• [PROBLEM STATEMENT] The entries below hold a line with "- Sanitize FTS5" and a line with "in event handler". Return those lines and all that lie between them, exactly and only.

◇ ◇ ◇ ◇ ◇

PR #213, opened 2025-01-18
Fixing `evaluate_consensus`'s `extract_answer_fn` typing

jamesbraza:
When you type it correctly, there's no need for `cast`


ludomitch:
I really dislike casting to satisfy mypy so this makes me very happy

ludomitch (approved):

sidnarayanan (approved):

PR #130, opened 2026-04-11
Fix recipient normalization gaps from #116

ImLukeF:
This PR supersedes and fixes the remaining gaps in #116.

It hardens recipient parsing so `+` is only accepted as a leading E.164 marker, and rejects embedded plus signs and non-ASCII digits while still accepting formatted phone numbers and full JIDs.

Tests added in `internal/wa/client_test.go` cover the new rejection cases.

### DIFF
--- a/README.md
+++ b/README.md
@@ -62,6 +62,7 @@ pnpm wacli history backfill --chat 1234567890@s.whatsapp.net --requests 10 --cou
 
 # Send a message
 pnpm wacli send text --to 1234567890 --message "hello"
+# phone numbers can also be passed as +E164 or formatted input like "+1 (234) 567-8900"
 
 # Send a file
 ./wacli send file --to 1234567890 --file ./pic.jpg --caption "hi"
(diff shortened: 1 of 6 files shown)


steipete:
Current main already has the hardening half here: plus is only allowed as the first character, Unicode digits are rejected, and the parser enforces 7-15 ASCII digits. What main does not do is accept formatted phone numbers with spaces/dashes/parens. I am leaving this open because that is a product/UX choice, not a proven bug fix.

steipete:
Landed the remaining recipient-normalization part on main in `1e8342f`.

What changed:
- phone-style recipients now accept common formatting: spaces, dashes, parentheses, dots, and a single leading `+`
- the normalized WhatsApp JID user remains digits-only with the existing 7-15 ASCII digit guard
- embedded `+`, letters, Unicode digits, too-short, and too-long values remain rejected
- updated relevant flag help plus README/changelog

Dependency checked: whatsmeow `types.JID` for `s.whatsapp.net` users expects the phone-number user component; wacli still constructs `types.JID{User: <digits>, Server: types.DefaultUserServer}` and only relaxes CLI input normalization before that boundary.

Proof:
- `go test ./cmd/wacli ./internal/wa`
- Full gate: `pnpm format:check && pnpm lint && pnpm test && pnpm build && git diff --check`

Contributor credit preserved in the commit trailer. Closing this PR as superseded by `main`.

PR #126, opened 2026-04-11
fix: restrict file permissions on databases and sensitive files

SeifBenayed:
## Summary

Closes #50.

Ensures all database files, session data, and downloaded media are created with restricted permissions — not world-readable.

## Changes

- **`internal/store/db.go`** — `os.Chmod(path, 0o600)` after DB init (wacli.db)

◇ ◇ ◇ ◇ ◇

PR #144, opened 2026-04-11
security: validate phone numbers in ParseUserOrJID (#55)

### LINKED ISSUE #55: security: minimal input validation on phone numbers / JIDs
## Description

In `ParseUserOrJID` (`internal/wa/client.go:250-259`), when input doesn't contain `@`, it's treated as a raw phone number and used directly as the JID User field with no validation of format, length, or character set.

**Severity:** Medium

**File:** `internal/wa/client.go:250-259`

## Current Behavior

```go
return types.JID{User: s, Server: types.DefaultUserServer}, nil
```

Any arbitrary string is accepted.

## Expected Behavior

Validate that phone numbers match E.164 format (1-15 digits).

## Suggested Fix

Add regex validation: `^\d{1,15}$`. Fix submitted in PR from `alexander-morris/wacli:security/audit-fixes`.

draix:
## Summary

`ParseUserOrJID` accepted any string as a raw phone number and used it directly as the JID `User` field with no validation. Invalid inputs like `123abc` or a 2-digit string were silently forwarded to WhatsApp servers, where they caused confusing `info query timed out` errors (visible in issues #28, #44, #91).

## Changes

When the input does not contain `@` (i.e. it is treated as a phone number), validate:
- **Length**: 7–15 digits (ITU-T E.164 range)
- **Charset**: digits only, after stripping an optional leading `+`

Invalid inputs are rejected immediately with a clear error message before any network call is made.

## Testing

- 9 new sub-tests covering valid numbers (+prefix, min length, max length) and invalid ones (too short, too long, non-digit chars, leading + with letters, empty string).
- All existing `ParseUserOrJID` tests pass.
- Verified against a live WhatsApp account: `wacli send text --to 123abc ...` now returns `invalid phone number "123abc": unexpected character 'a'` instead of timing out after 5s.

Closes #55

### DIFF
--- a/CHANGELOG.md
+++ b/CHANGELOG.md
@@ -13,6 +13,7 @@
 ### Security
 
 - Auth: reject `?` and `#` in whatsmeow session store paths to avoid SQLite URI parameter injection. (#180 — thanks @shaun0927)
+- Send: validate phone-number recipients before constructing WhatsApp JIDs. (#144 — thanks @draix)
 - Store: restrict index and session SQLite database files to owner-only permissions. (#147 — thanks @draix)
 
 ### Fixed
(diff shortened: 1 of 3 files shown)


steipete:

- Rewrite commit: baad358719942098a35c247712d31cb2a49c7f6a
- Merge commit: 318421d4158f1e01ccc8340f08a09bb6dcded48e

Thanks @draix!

◇ ◇ ◇ ◇ ◇

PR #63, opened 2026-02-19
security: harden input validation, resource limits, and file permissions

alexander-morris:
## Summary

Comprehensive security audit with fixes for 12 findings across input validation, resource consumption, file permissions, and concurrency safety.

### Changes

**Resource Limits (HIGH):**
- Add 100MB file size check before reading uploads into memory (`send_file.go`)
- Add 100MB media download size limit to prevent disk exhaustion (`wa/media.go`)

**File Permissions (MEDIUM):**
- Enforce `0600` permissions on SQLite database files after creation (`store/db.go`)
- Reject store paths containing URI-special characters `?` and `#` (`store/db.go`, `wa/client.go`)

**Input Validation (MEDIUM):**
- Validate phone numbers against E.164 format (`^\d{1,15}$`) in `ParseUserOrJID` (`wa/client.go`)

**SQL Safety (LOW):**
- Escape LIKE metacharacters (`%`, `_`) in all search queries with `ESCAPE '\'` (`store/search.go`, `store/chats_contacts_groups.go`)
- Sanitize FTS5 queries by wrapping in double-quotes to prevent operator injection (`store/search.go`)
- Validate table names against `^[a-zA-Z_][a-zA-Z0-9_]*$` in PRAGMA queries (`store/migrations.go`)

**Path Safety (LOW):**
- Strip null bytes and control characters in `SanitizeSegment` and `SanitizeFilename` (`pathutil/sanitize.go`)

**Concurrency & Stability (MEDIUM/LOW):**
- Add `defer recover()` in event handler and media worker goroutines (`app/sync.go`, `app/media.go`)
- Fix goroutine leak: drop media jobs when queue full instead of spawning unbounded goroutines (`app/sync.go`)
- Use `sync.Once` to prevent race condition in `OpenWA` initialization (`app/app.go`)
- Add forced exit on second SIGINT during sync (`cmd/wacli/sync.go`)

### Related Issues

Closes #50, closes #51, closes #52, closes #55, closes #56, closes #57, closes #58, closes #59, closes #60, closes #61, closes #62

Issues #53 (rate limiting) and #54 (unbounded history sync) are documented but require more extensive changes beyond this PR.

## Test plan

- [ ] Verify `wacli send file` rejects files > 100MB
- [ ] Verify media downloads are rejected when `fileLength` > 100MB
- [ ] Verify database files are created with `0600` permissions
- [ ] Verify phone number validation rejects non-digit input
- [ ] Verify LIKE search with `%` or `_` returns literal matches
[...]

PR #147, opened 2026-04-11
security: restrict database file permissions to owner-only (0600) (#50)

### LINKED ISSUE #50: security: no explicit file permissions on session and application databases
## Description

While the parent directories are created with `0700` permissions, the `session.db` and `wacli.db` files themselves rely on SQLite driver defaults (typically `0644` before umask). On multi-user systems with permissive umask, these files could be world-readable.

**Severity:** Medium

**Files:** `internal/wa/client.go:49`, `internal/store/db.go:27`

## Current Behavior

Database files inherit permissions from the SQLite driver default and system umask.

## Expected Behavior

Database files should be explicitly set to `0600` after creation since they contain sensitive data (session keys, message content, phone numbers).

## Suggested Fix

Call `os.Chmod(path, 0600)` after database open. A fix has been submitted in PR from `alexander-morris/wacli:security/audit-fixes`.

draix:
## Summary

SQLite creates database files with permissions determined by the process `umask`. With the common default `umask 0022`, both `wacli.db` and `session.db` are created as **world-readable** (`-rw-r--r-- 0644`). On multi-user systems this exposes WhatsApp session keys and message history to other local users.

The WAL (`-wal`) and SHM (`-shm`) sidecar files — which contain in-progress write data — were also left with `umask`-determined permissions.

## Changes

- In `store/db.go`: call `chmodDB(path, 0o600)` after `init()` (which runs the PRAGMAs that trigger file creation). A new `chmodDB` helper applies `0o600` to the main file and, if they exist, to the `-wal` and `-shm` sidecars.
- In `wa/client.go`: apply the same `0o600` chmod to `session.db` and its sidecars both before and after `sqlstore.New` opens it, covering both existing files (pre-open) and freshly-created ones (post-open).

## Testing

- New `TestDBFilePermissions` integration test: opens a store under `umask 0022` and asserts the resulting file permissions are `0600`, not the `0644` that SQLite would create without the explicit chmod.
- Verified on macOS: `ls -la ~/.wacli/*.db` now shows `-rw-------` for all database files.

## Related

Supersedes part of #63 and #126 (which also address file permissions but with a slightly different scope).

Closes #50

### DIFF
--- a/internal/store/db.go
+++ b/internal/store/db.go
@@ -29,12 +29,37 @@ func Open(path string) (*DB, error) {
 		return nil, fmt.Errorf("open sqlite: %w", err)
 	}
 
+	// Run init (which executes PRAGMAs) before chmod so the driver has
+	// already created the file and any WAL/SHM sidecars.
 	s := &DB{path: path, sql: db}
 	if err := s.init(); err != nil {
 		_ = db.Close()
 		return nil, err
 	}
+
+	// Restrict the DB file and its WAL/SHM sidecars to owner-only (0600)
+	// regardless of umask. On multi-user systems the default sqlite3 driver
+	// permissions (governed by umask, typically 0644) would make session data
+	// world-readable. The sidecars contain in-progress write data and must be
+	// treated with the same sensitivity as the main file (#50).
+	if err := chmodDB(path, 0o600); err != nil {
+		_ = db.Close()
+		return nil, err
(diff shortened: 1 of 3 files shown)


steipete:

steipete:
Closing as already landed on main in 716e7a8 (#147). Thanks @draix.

◇ ◇ ◇ ◇ ◇

• [TASK OUTPUT]
- Sanitize FTS5 queries by wrapping in double-quotes to prevent operator injection (`store/search.go`)
- Validate table names against `^[a-zA-Z_][a-zA-Z0-9_]*$` in PRAGMA queries (`store/migrations.go`)

**Path Safety (LOW):**
- Strip null bytes and control characters in `SanitizeSegment` and `SanitizeFilename` (`pathutil/sanitize.go`)

**Concurrency & Stability (MEDIUM/LOW):**
- Add `defer recover()` in event handler and media worker goroutines (`app/sync.go`, `app/media.go`)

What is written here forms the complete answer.